PLoS ONE (Jan 2017)

Identifying maternal and infant factors associated with newborn size in rural Bangladesh by partial least squares (PLS) regression analysis.

  • Alamgir Kabir,
  • Md Jahanur Rahman,
  • Abu Ahmed Shamim,
  • Rolf D W Klemm,
  • Alain B Labrique,
  • Mahbubur Rashid,
  • Parul Christian,
  • Keith P West

DOI
https://doi.org/10.1371/journal.pone.0189677
Journal volume & issue
Vol. 12, no. 12
p. e0189677

Abstract

Read online

Birth weight, length and circumferences of the head, chest and arm are key measures of newborn size and health in developing countries. We assessed maternal socio-demographic factors associated with multiple measures of newborn size in a large rural population in Bangladesh using partial least squares (PLS) regression method. PLS regression, combining features from principal component analysis and multiple linear regression, is a multivariate technique with an ability to handle multicollinearity while simultaneously handling multiple dependent variables. We analyzed maternal and infant data from singletons (n = 14,506) born during a double-masked, cluster-randomized, placebo-controlled maternal vitamin A or β-carotene supplementation trial in rural northwest Bangladesh. PLS regression results identified numerous maternal factors (parity, age, early pregnancy MUAC, living standard index, years of education, number of antenatal care visits, preterm delivery and infant sex) significantly (p<0.001) associated with newborn size. Among them, preterm delivery had the largest negative influence on newborn size (Standardized β = -0.29 - -0.19; p<0.001). Scatter plots of the scores of first two PLS components also revealed an interaction between newborn sex and preterm delivery on birth size.

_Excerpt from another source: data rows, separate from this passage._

PR #640, opened 2021-11-11
🐛 add generateName in ObjectMeta

cvvz:
Sometimes `GenerateName` will be set to generate a unique name ONLY IF the `Name` field has not been provided.

### DIFF
--- a/pkg/crd/known_types.go
+++ b/pkg/crd/known_types.go
@@ -153,6 +153,9 @@ var ObjectMetaPackages = map[string]PackageOverride{
 						},
 					},
 				},
+				"generateName": {
+					Type: "string",
+				},
 			},
 		}
 	},


pkg/crd/known_types.go
```diff
@@ -153,6 +153,9 @@ var ObjectMetaPackages = map[string]PackageOverride{
 						},
 					},
 				},
+				"generateName": {
+					Type: "string",
+				},
```
camilamacedo86, line 158: > Sometimes GenerateName will be set to generate a unique name ONLY IF the Name field has not been provided.
Could you please describe when/why it is required?
Also, would be possible to ensure a test for your scenario?

cvvz: > Could you please describe when/why it is required?

`generateName` is used widely in Deployment, Replicaset, Daemonst and so on, to make sure the resource's name generated by the owner is unique on the server. In my situation, I want to create a resource with unique name, whose template is embed in my CRD.

> Also, would be possible to ensure a test for your scenario?

 I'v tested it manually, what kind of test would satisfy the requirement? Could you please show me an example?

PLS regression was found to be more parsimonious than both ordinary least squares regression and principal component regression. It also provided more stable estimates than the ordinary least squares regression and provided the effect measure of the covariates with greater accuracy as it accounts for the correlation among the covariates and outcomes. Therefore, PLS regression is recommended when either there are multiple outcome measurements in the same study, or the covariates are correlated, or both situations exist in a dataset.